§ TO DO:
The word "bool" marks the lines you need; copy each of them from the data.

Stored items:
....................

PR #2733, opened 2020-05-27
Add facade 'can_refund' methods for layer 1 connectors

tcharding:
We would like to be able to determine whether an expiry time has elapsed i.e., whether a refund transaction would be accepted by the relevant blockchain.

In order to do this we add a trait `HasPassed` and then implement it for the layer 1 blockchain connectors.

We then add a new `Connectors` struct and add an instance of this to the `Facade`. Also add methods on the facade to call through to the appropriate connector to expose the required functionality.

### DIFF
--- a/cnd/src/swap_protocols/facade.rs
+++ b/cnd/src/swap_protocols/facade.rs
@@ -1,5 +1,6 @@
 use crate::{
     asset,
+    connectors::Connectors,
     db::{CreatedSwap, Save, Sqlite},
     identity,
     network::{DialInformation, Identities, Swarm},
@@ -8,6 +9,7 @@ use crate::{
     timestamp::Timestamp,
 };
 use ::comit::network::protocols::announce::SwapDigest;
+use comit::HasPassed;
 use digest::Digest;
 
 /// This represents the information available on a swap
@@ -108,6 +110,7 @@ pub struct Facade {
     pub swarm: Swarm,
     pub db: Sqlite,
     pub storage: Storage,
+    pub connectors: Connectors,
 }
 
 impl Facade {
@@ -122,6 +125,16 @@ impl Facade {
         self.swarm
             .initiate_communication(id, peer, role, digest, identities)
             .await
+    }
+
+    /// True if expiry time has elapsed according to the Bitcoin connector.
+    pub async fn can_refund_bitcoin(&self, expiry: Timestamp) -> bool {
+        self.connectors.bitcoin.has_passed(expiry).await
+    }
+
+    /// True if expiry time has elapsed according to the Ethereum connector.
+    pub async fn can_refund_ethereum(&self, expiry: Timestamp) -> bool {
+        self.connectors.ethereum.has_passed(expiry).await
     }
 }
 
--- a/cnd/src/swap_protocols/facade.rs
+++ b/cnd/src/swap_protocols/facade.rs
@@ -128,12 +128,12 @@ impl Facade {
     }
 
     /// True if expiry time has elapsed according to the Bitcoin connector.
-    pub async fn can_refund_bitcoin(&self, expiry: Timestamp) -> bool {
+    pub async fn can_refund_bitcoin(&self, expiry: Timestamp) -> anyhow::Result<bool> {
         self.connectors.bitcoin.has_passed(expiry).await
     }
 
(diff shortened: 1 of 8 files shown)


comit/src/btsieve/bitcoin/cache.rs
```diff
@@ -69,3 +72,44 @@ where
         Ok(block)
     }
 }
+
+impl<C> Cache<C>
```
thomaseizinger, line 76: This goes against the original design of the cache being a proxy.

This functionality doesn't need the cache so should be implemented just on the abstraction of a connector.
If you pass a `Cache<Connector`, you won't loose any performance while computing this assuming the blocks are already cached.

comit/src/btsieve/ethereum/cache.rs
```diff
@@ -112,3 +114,29 @@ where
...
+#[async_trait]
+impl<C> HasPassed for Cache<C>
+where
+    C: LatestBlock<Block = Block>,
+{
+    async fn has_passed(&self, timestamp: Timestamp) -> bool {
+        match self.latest_block().await {
+            Err(e) => {
+                tracing::warn!("failed to get block time: {}", e);
+                false
```
thomaseizinger, line 130: This error handling feels quite premature to me, I'd let the caller deal with this.

cnd/src/swap_protocols/facade.rs
```diff
@@ -123,6 +126,16 @@ impl Facade {
             .initiate_communication(id, peer, role, digest, identities)
             .await
     }
+
+    /// True if expiry time has elapsed according to the Bitcoin connector.
+    pub async fn can_refund_bitcoin(&self, expiry: Timestamp) -> bool {
```
thomaseizinger, line 131: Nit: This function only calls through to `has_passed`, why is it named differently?

comit/src/btsieve/bitcoin/cache.rs
tcharding: > This goes against the original design of the cache being a proxy.

I don't understand this.

> This functionality doesn't need the cache so should be implemented just on the abstraction of a connector.

I don't understand this either, we want the cache so that if this function is called repeatedly (e.g. by a user polling the REST API) the blocks are cached.

> If you pass a `Cache<Connector`, you won't loose any performance while computing this assuming the blocks are already cached.

I don't get what you are suggesting here? Pass the `Cache<Connetor>` instead of implement this as a method on the `Cache` is what I understand but that makes no sense to me?

comit/src/btsieve/ethereum/cache.rs
tcharding: Cool, we can return `Result<bool>` instead. @D4nte are you happy with that?

cnd/src/swap_protocols/facade.rs
tcharding: The facade method has not been used yet; I was looking into the future and thinking that the caller of this method would like to see _why_ we are checking if the expiry has passed, hence this method name. The connector however just exposes lower level functionality to check if a time has passed, hence the trait name.

comit/src/btsieve/ethereum/cache.rs
tcharding: Implemented as suggested.

comit/src/btsieve/bitcoin/cache.rs
thomaseizinger: >> This goes against the original design of the cache being a proxy.

> I don't understand this.

A proxy, by design, forwards calls to something else and adds additional logic around it while adhering to the same interface that than the thing it forwards to.
This function does not forward to the connector but instead composes new functionality from the connector. A proxy must adhere to the same interface as the thing it is forwarding to for it to be a proxy.

> I don't understand this either, we want the cache so that if this function is called repeatedly (e.g. by a user polling the REST API) the blocks are cached.

This function can just have the signature: `median_time(connector: C)`. No trait, no impl block, just a function with a generic parameter.

If the caller of this fn wants it to be fast, they should pass a `Cache<Connector` instead of a plain connector but there is no need for this function to know about caching. It only depends on the interface of a connector.

If we stick to the cache being a proxy, the function doesn't need to care about which particular connector implementation you are passing and whether or not it is wrapped in a cache.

....................

§ PROBLEM SOLUTION:
+    pub async fn can_refund_bitcoin(&self, expiry: Timestamp) -> bool {
+    pub async fn can_refund_ethereum(&self, expiry: Timestamp) -> bool {
-    pub async fn can_refund_bitcoin(&self, expiry: Timestamp) -> bool {
+    pub async fn can_refund_bitcoin(&self, expiry: Timestamp) -> anyhow::Result<bool> {
+    async fn has_passed(&self, timestamp: Timestamp) -> bool {
+    pub async fn can_refund_bitcoin(&self, expiry: Timestamp) -> bool {
tcharding: Cool, we can return `Result<bool>` instead. @D4nte are you happy with that?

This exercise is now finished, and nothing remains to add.